Dying Young
- R
- Year:
- 1991
- 111 min
- 758 Views
# Let's get the rhythm of the hand,
ding, dong.
# Let's get the rhythm of the high jump.
We got the rhythm of the high jump.
# Let's get the rhythm of the high jump.
# We got the rhythm of the high jump.
# Ding, dong, one, two, three, four, five, six.
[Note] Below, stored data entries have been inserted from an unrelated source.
PR #763, opened 2022-08-14
fix: Avoid spammy logging on hitting the network's BoundedExecutor

### LINKED ISSUE #759: Logs fill up with 'available tasks is 0' upon network saturation
### Description
```
2022-08-12T20:50:17.765387Z  WARN network::primary: Executor in network:primary and module:primary_core available tasks is 0 for client address: /dns/validator-3/tcp/8381/http
```

The log files fill up and are spammed with the above.

### Explanation from @huitseeker : 

It means that the network has reached its maximum amount of concurrent network messages. Further messages are queued and will be sent when further semaphore tickets are available.

A network sending attempt can move off the semaphore in 3 ways :
* the message send finishes,
* the message send fails (some will be rescheduled on an exponential backoff)
* the message is canceled because the network has progressed past the point where this would be relevant. (that cancellation cancels the retries for those nodes that are retried)

### Steps to reproduce
Run a docker-compose with multiple Narwhal nodes.  Saturate the network such that the network queue fills up.

### Possible solutions:

Have the network throttling code not spam warnings every time it is full -- maybe set a flag and warn just once out of N invocations?

huitseeker:
## Context
We operate an executor with a bound on the concurrent number of messages (see #463, #559, #706).
PR #472 added logging when the bound is hit.

## The issue
We expect the executors to operate for a long time at this limit (e.g. in recovery situation).
The spammy logging is not usfeful

## The fix
This removes the logging of the concurrency bound being hit.
Fixes #759

### DIFF
--- a/network/src/lib.rs
+++ b/network/src/lib.rs
@@ -57,4 +57,4 @@ impl<T> std::future::Future for CancelOnDropHandler<T> {
 //
 // The exact number here probably isn't important, the key things is that it should be finite so
 // that we don't create unbounded numbers of tasks.
-pub const MAX_TASK_CONCURRENCY: usize = 200;
+pub const MAX_TASK_CONCURRENCY: usize = 500;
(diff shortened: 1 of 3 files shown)


akichidis (approved):
Thanks for reducing logging 👍 !

velvia (commented):
Thank you @huitseeker !

PR #800, opened 2022-08-16
crypto: fix Ed25519AggregateSignature serialization

joyqvq:


crypto/src/serde_helpers.rs
```diff
@@ -67,3 +67,39 @@ pub fn keypair_decode_base64<T: KeyPair>(value: &str) -> Result<T, eyre::Report>
     }
     Ok(kp)
 }
+
+pub struct Ed25519Signature;
+
+impl SerializeAs<ed25519_consensus::Signature> for Ed25519Signature {
```
mwtian, line 73: Hopefully in future we can reuse this logic across signatures.

mwtian (approved):

PR #947, opened 2022-09-11
[crypto] bls12377 code cleanup + fix duplicated code

kchalkias:


crypto/src/tests/bls12377_tests.rs
```diff
@@ -81,22 +135,6 @@ fn verify_invalid_signature() {
     assert!(kp.public().verify(digest.as_ref(), &signature).is_err());
 }
 
-fn signature_test_inputs() -> (Vec<u8>, Vec<BLS12377PublicKey>, Vec<BLS12377Signature>) {
-    // Make signatures.
-    let message: &[u8] = b"Hello, world!";
-    let digest = message.digest();
-    let (pubkeys, signatures): (Vec<BLS12377PublicKey>, Vec<BLS12377Signature>) = keys()
```
kchalkias, line 88: We had 3 copies of that snippet

crypto/src/bls12377/mod.rs
```diff
@@ -483,9 +483,9 @@ impl Default for BLS12377AggregateSignature {
 }
 
 impl AggregateAuthenticator for BLS12377AggregateSignature {
-    type PrivKey = BLS12377PrivateKey;
-    type PubKey = BLS12377PublicKey;
     type Sig = BLS12377Signature;
+    type PubKey = BLS12377PublicKey;
```
kchalkias, line 487: We should maintain the members order according to trait for consistency and readability.

huitseeker (approved):
FYI, this is a PoC aimed just at proving we can use something like https://github.com/celo-org/celo-bls-snark-rs in NW. But I'm grateful for the cleanup!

High jump, high jump, high diddly-dong.
- Hilary!
- What?!
Keys.
You couldn't handle it,
you couldn't handle it.
- These are a collector's item.
- I'm holding for ten minutes already.
And look at that. There's only 39 left.
Oh, I love that hat.
And Roger Callahan, and Misty Ryan,
and the Kinsella boy.
And his sister - what's her name?
- Rosemary.
- Rosemary. Exactly.
Out of that whole gang,
you were the smartest.
- You had the best...
... the best report cards.
And now she's a realtor.
She has a Cadillac with a sign on it.
Could you at least put out
Hello? Oh, look at that. There's only 15 left.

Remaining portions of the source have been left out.